Jobs are starting to come back. Corporate earnings are stabilizing. Now, it is up to the consumer to do their part – and that means start spending.

Last week, the government reported that the July unemployment rate ticked down to 9.4% from June’s 9.5% reading. Also, the number of jobs lost in July came in at 247,000, which was significantly better than analysts expected. Corporate earnings are coming in better than expected, too. Zacks reported that as of August 3, more than 70% of the S&P 500 companies that had reported second quarter earnings beat estimates.

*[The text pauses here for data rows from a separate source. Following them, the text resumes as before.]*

PR #1839, opened 2018-10-16
Add builder for {de}quantize to make API's consistent and support {de}quantize with mkldnn

nbpatel:


ashokei:
seems missing unit-tests...you may want to reuse previous `quantizeCPU` unit-tests that used to take min/max values as inputs?

src/ngraph/builder/quantization.cpp
```diff
@@ -33,6 +34,33 @@ namespace ngraph
 {
     namespace builder
     {
+        std::shared_ptr<Node> ScaledQuantize(std::shared_ptr<Node> input,
```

Now, here’s the conundrum. Consumer spending accounts for about 70% of economic activity here in the U.S. This means in order for the economy to experience sustained growth, consumers will need to open their wallets and spend, spend, spend. Unfortunately, reckless deficit spending on the part of consumers (and government) helped put us in this financial mess in the first place. Can “more” of what got us into this mess help get us out of it?

Perhaps the way to solve this conundrum is to turn to the field of medicine and the concept of a vaccine. Vaccines typically contain an innocuous form of the bacteria or virus that the vaccine is trying to guard against. In medicine, it turns out that a derivative form of the problem actually prevents the problem.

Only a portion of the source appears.